Upon smelling smoke, she returned to the hot plate only to find “full
blown flames”. The farmer's market was destroyed and Ms. MacLean was
sued in negligence by the market’s insurer. In dismissing this claim,
the Court concluded:
- employees are not generally held
liable for ordinary negligence or carelessness in the performance of
their duties;
- the imposition of liability in such
a case would be unjust and/or unfair;
- an employer accepts the risk of
employee fallibility and takes that into account in the costs of doing
business, supervising the employee and insuring the enterprise.
Accordingly,
although it is clearly reasonable for an employer to expect its
employees to exercise reasonable care in the performance of their
duties, it will only be where the degree of fault by the employee goes
beyond mere negligence, that a claim for damages will have any chance
of success.
The
inability to recover damages in negligence does not preclude the
employer from alleging cause for dismissal in an appropriate case.
A Suit to Recover Damages Payable to a
Third Party
It is settled law that employers are vicariously responsible for the
harm caused by an employee in the performance of the employee’s duties.

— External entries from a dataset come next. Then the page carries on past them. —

PR #2598, opened 2020-04-27
Add note clarifying icat won't work with tmux [take 2]

jinnko:
When using icat with tmux we get the following:

```
$ kitty icat ~/Pictures/fc.jpg 
Terminal does not support reporting screen sizes via the TIOCGWINSZ ioctl
```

The question then becomes whether the employer can recover the damages
it paid to the third party from the negligent employee. As one might
expect from the analysis above, the likely answer is that recovery will
be restricted to those situations where the employee’s conduct was
grossly negligent. Again, inability to recover does not prevent
discipline and, where justified, dismissal for cause.

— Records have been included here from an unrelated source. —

PR #2613, opened 2020-04-30
Make paths to libraries configurable at build time

Luflosi:
Don't merge this yet.
I'm trying to make the paths to `libEGL.so.1`, `libstartup-notification-1.so` and `libcanberra.so` configurable during build time. This is useful for nix since all paths to libraries are hardcoded in the binary for reproducibility and look like `/nix/store/rcli75fxa9x8raklf19kp0hfcyjc0kfn-libGL-1.2.0/lib/libEGL.so.1`. See https://github.com/NixOS/nixpkgs/blob/b16a5e2847b4e78a29be9fb2d157706f4ca84083/pkgs/applications/misc/kitty/default.nix and the parent directory for how this is done currently.
To change the paths, I want to define preprocessor variables containing a string with the path. I'd like to use the `SPECIAL_SOURCES` dict. Can I move the definition of `SPECIAL_SOURCES` into the function where it is used? I could then pass in the paths as arguments to the function. Do you see a better alternative?

### DIFF
--- a/glfw/glfw.py
+++ b/glfw/glfw.py
@@ -6,7 +6,7 @@ import json
 import os
 import re
 import sys
-from typing import Callable, List, Optional, Tuple
+from typing import Callable, Dict, List, Optional, Tuple
 
 _plat = sys.platform.lower()
 is_linux = 'linux' in _plat
@@ -19,6 +19,7 @@ class Env:
     cppflags: List[str] = []
     cflags: List[str] = []
     ldflags: List[str] = []
+    library_paths: Dict[str, List[str]] = {}
     ldpaths: List[str] = []
     ccver: Tuple[int, int]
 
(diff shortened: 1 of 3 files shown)


kovidgoyal:
Have the init_env() functions store the library_paths on the env object and let SPECIAL_SOURCES use a callback to define the defines, th callback can read the env object to set the defines.

Luflosi:
Please review.
I made the function for `SPECIAL_SOURCES` return an `Optional[List[str]]` instead of a `List[str]` so I can optionally omit a `#define`.
Are the texts in `option_parser()` good or can you think of a better description?

kovidgoyal:
Why are the defines with a leading underscore?

Also the library paths dont have to be actual paths, they can be names
as well, so the help text for the options should reflect that.

Luflosi:
The defines have a leading underscore because I just followed the example from
https://github.com/kovidgoyal/kitty/blob/7bf83603c8ad6a8837d8d03f1d6063d7733e25a2/glfw/egl_context.c#L308-L309
Is "The filename argument passed to dlopen for libEGL. This can be used to change the name of the loaded library or specify an absolute path." better?
I also renamed `libstartup_notification_library` to `startup_notification_library`.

Suing for Breach of Contract
It is quite common for employers to require senior employees to execute
covenants which prevent or restrict certain activities. Examples
include maintenance of confidentiality and prohibiting the soliciting
of clients or co-workers for a reasonable period of time following
resignation or termination. Provided these clauses are carefully
drafted to meet current judicially mandated standards and are
incorporated into a properly executed employment agreement, they can
form the basis of a successful lawsuit against an employee who ignores
contractual terms to which the employee agreed.

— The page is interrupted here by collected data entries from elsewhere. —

Issue #2616, opened 2020-05-01
Tab Separator Highlight Inconsistency 


rigelrozanski:
Very minor, but I just noticed that the separator _is_ highlighted for the final tab but _is not_ highlighted during in between tabs (see images) 
![Screen Shot 2020-05-01 at 2 19 39 AM](https://user-images.githubusercontent.com/20132176/80787084-7930a900-8b53-11ea-8d44-7a39d79515c7.png)
![Screen Shot 2020-05-01 at 2 19 08 AM](https://user-images.githubusercontent.com/20132176/80787085-79c93f80-8b53-11ea-85d5-11bc4c278bc8.png)

. My preference would be to see the separator consistently highlighted. (just for reference the I have `tab_bar_edge top` set and `tab_separator " ⎤ "` in my conf)

kovidgoyal:
This is deliberate, its the way I like it. I fond having the trailing
separator highlighted in internal tabs looks jarring.

trygveaa:
What about only drawing the separators between the tabs? In my opinion, that looks nicer:
![image](https://user-images.githubusercontent.com/601966/80791406-d77c7c80-8b91-11ea-864c-70f977712ecb.png)

Using a space on both sides in `tab_separator` looks even nicer imo, since it's symmetrical:
![image](https://user-images.githubusercontent.com/601966/80791379-bd429e80-8b91-11ea-98cf-fb4c320a8abf.png)

kovidgoyal:
I'm fine with omitting the final separator, should be an easy PR for
you. Relevant function is draw_tab_with_separator

PR #2620, opened 2020-05-01
Use one space on each side in tab_separator

trygveaa:
This makes the separator in the tab bar symmetrical with equal spacing on both sides.

Do you agree that it looks better with equal spacing, or do you prefer keeping the default as is?

With this change:
image

Relates to #2616


kovidgoyal:
I prefer the default as is, dual spaces look worse to me.

PR #2643, opened 2020-05-11
Graphics protocol: note best detection method

ctrlcctrlv:
Per https://github.com/kovidgoyal/kitty/issues/2636#issuecomment-626467852


kovidgoyal:
I changed it slightly to use DA1 as the fallback query to send.

PR #2644, opened 2020-05-11
Set a default socket timeout when retrieving remote items in icat.

lamby:
Otherwise we can easily hang when "icat"-ing resources from unreliable websites/webcams, etc.


Luflosi:
I think `def socket_timeout(seconds: int) -> None:` instead of `def socket_timeout(seconds):` should fix the CI error.

lamby:
> I think def socket_timeout(seconds: int) -> None: instead of def socket_timeout(seconds): should fix the CI error

Ahh, thanks. Force-pushed for clarity. :+1:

In this type of lawsuit, the employer must act quickly after learning
of the breach, seeking a mandatory order prohibiting the continuation
of the offensive action. While an order actually prohibiting
continuance of the breach (an injunction) may not be granted, the
employee will be required to pay the damages suffered by the employer
resulting from the competitive activity. Furthermore, the very act of
commencing the lawsuit may cause the offending employee to cease the
prohibited activity.
Breach of Duty of Fidelity
Even without a valid restrictive covenant, senior employees are
required to act in good faith towards their employer and not exploit
the vulnerability which flows from the nature of the relationship. For
example, although such an employee is entitled to compete following
employment, in doing so, he/she must not do so unfairly. This means
that for a reasonable period of time following resignation, he/she is
not to utilize confidential information or affiliations developed
during employment in a manner detrimental to the former employer. Doing
so is considered unfair and a breach of this obligation of fidelity.
Provided the status with the employer was senior enough, a court will
enforce these obligations by way of requiring the departed employee to
disgorge the profits earned from the improper activity.